#### [What to do]
Nothing in the entries may be altered; copy them in full.
*** Opening Given data ***
PR #1186, opened 2022-10-21
[fix] Size.php php8.1 strtolower() Passing null to param

erikn69:
I'm getting ErrorException on PHP 8.1, PHP 8.2

`strtolower(): Passing null to parameter #1 ($string) of type string is deprecated`

Without this change, the defaults are never set

https://github.com/Intervention/image/blob/54934ae8ea3661fd189437df90fb09ec3b679c74/src/Intervention/Image/Size.php#L345-L351

### DIFF
--- a/src/Intervention/Image/Gd/Font.php
+++ b/src/Intervention/Image/Gd/Font.php
@@ -229,7 +229,7 @@ class Font extends \Intervention\Image\AbstractFont
             }
 
             // x-position corrections for horizontal alignment
-            switch (strtolower($this->align)) {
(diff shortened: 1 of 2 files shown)


angeljqv:
@olivervogel  ping : )

thomaspicquet (approved):

angeljqv:
@olivervogel  ping : )

fisharebest:
> Without this change, the defaults are never set

Would it be better to set a default value on these properties?  e.g. `public $align = 'bottom';`

parallels999:
@olivervogel hi

PR #1217, opened 2023-07-06
Fixed avif support

double-web:


olivervogel:
Encoding/decoding AVIF is supported in [version 3](https://image.intervention.io/v3/).

PR #1228, opened 2023-12-01
GD: add support of AVIF (read image from path)

stealeks:
Fixes

_NotReadableException
Unsupported image type image/avif. GD driver is only able to decode JPG, PNG, GIF, BMP or WebP files._

https://www.php.net/manual/en/function.imagecreatefromavif.php


olivervogel:
Encoding/decoding AVIF is supported in [version 3](https://image.intervention.io/v3/).

PR #1242, opened 2023-12-21
Accept `$quality` param in `MediaTypeEncoder`

hivokas:
Thanks for releasing v3!

I think it would be convenient to set `$quality` param for `MediaTypeEncoder`. 

If you don't like this change, it's fine, I can create this class in our project.

If you like this change, you can merge it :)

### DIFF
--- a/src/Encoders/AutoEncoder.php
+++ b/src/Encoders/AutoEncoder.php
@@ -9,6 +9,10 @@ use Intervention\Image\Interfaces\ImageInterface;
 
 class AutoEncoder implements EncoderInterface
 {
+    public function __construct(public int $quality = 75)
+    {
+    }
+
     /**
      * {@inheritdoc}
      *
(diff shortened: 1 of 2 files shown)


hivokas:
Also, is there a reason `GifEncoder` and `PngEncoder` don't support `$quality` param? It it a limitation of Imagick?

olivervogel:
> Also, is there a reason `GifEncoder` and `PngEncoder` don't support `$quality` param? Is it a limitation of Imagick?

Thanks for your PR. GIF format uses lossless compression so there is no control for quality. For the PNG format, I have decided to stick with the default value of -1 for the time being, which gives a good result for the file size. However, this could still change, but I want to investigate the results with different parameters first with both drivers. I have created  #1243  for this.

I have moved the method `encoderByMediaType()` to `MediaTypeEncoder::class` an hour ago. Please resolve this conflict and I will merge.

hivokas:
> Thanks for your PR. GIF format uses lossless compression so there is no control for quality. For the PNG format, I have decided to stick with the default value of -1 (with GD) for the time being, which gives a good result for the file size. However, this could still change, but I want to investigate the results with different parameters first with both drivers. I have created #1243 for this.

Got it, thanks for explanation.



> I have moved the method `encoderByMediaType()` to `MediaTypeEncoder::class` an hour ago. Please resolve this conflict and I will merge.

Fixed. Does it look good to you?

olivervogel:
I think we need a constructor with `quality` paramter in `AutoEncoder::class` as well. Currently you have to pass two parameters. Although the type parameter is not necessary.

```
ImageManager::gd()
    ->read('example.jpg')
    ->encode(new AutoEncoder(null, 0));
```

olivervogel:
And to make things complete, it would be great if you could also integrate the `quality` parameter in the following classes:

- `Intervention\Image\Encoders\FileExtensionEncoder::class`
- `Intervention\Image\Encoders\FilePathEncoder::class`
-  `Intervention\Image\Encoders\MediaTypeEncoder`

olivervogel:
Your suggested changes are now already integrated. See: https://github.com/Intervention/image/commit/ea13f2e0bb7c30329712d2f90a6c4dcdd12d628d

hivokas:
Thank you @olivervogel, good changes, I appreciate it.

PR #1245, opened 2023-12-30
duplicate Countable Interface in image.php

sirosfakhri:
`image.php` implemented two interface, `ImageInterface` and  `Countable`.
but `ImageInterface` interface already included `Countable`, So, this one is extra and can be deleted.


olivervogel:
You're right. Thanks.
*** Closing Given data ***
#### [Reply to the exercise]
PR #1186, opened 2022-10-21
[fix] Size.php php8.1 strtolower() Passing null to param

erikn69:
I'm getting ErrorException on PHP 8.1, PHP 8.2

`strtolower(): Passing null to parameter #1 ($string) of type string is deprecated`

Without this change, the defaults are never set

https://github.com/Intervention/image/blob/54934ae8ea3661fd189437df90fb09ec3b679c74/src/Intervention/Image/Size.php#L345-L351

### DIFF
--- a/src/Intervention/Image/Gd/Font.php
+++ b/src/Intervention/Image/Gd/Font.php
@@ -229,7 +229,7 @@ class Font extends \Intervention\Image\AbstractFont
             }
 
             // x-position corrections for horizontal alignment
-            switch (strtolower($this->align)) {
(diff shortened: 1 of 2 files shown)


angeljqv:
@olivervogel  ping : )

thomaspicquet (approved):

angeljqv:
@olivervogel  ping : )

fisharebest:
> Without this change, the defaults are never set

Would it be better to set a default value on these properties?  e.g. `public $align = 'bottom';`

parallels999:
@olivervogel hi

PR #1217, opened 2023-07-06
Fixed avif support

double-web:


olivervogel:
Encoding/decoding AVIF is supported in [version 3](https://image.intervention.io/v3/).

PR #1228, opened 2023-12-01
GD: add support of AVIF (read image from path)

stealeks:
Fixes

_NotReadableException
Unsupported image type image/avif. GD driver is only able to decode JPG, PNG, GIF, BMP or WebP files._

https://www.php.net/manual/en/function.imagecreatefromavif.php


olivervogel:
Encoding/decoding AVIF is supported in [version 3](https://image.intervention.io/v3/).

PR #1242, opened 2023-12-21
Accept `$quality` param in `MediaTypeEncoder`

hivokas:
Thanks for releasing v3!

I think it would be convenient to set `$quality` param for `MediaTypeEncoder`. 

If you don't like this change, it's fine, I can create this class in our project.

If you like this change, you can merge it :)

### DIFF
--- a/src/Encoders/AutoEncoder.php
+++ b/src/Encoders/AutoEncoder.php
@@ -9,6 +9,10 @@ use Intervention\Image\Interfaces\ImageInterface;
 
 class AutoEncoder implements EncoderInterface
 {
+    public function __construct(public int $quality = 75)
+    {
+    }
+
     /**
      * {@inheritdoc}
      *
(diff shortened: 1 of 2 files shown)


hivokas:
Also, is there a reason `GifEncoder` and `PngEncoder` don't support `$quality` param? It it a limitation of Imagick?

olivervogel:
> Also, is there a reason `GifEncoder` and `PngEncoder` don't support `$quality` param? Is it a limitation of Imagick?

Thanks for your PR. GIF format uses lossless compression so there is no control for quality. For the PNG format, I have decided to stick with the default value of -1 for the time being, which gives a good result for the file size. However, this could still change, but I want to investigate the results with different parameters first with both drivers. I have created  #1243  for this.

I have moved the method `encoderByMediaType()` to `MediaTypeEncoder::class` an hour ago. Please resolve this conflict and I will merge.

hivokas:
> Thanks for your PR. GIF format uses lossless compression so there is no control for quality. For the PNG format, I have decided to stick with the default value of -1 (with GD) for the time being, which gives a good result for the file size. However, this could still change, but I want to investigate the results with different parameters first with both drivers. I have created #1243 for this.

Got it, thanks for explanation.



> I have moved the method `encoderByMediaType()` to `MediaTypeEncoder::class` an hour ago. Please resolve this conflict and I will merge.

Fixed. Does it look good to you?

olivervogel:
I think we need a constructor with `quality` paramter in `AutoEncoder::class` as well. Currently you have to pass two parameters. Although the type parameter is not necessary.

```
ImageManager::gd()
    ->read('example.jpg')
    ->encode(new AutoEncoder(null, 0));
```

olivervogel:
And to make things complete, it would be great if you could also integrate the `quality` parameter in the following classes:

- `Intervention\Image\Encoders\FileExtensionEncoder::class`
- `Intervention\Image\Encoders\FilePathEncoder::class`
-  `Intervention\Image\Encoders\MediaTypeEncoder`

olivervogel:
Your suggested changes are now already integrated. See: https://github.com/Intervention/image/commit/ea13f2e0bb7c30329712d2f90a6c4dcdd12d628d

hivokas:
Thank you @olivervogel, good changes, I appreciate it.

PR #1245, opened 2023-12-30
duplicate Countable Interface in image.php

sirosfakhri:
`image.php` implemented two interface, `ImageInterface` and  `Countable`.
but `ImageInterface` interface already included `Countable`, So, this one is extra and can be deleted.


olivervogel:
You're right. Thanks.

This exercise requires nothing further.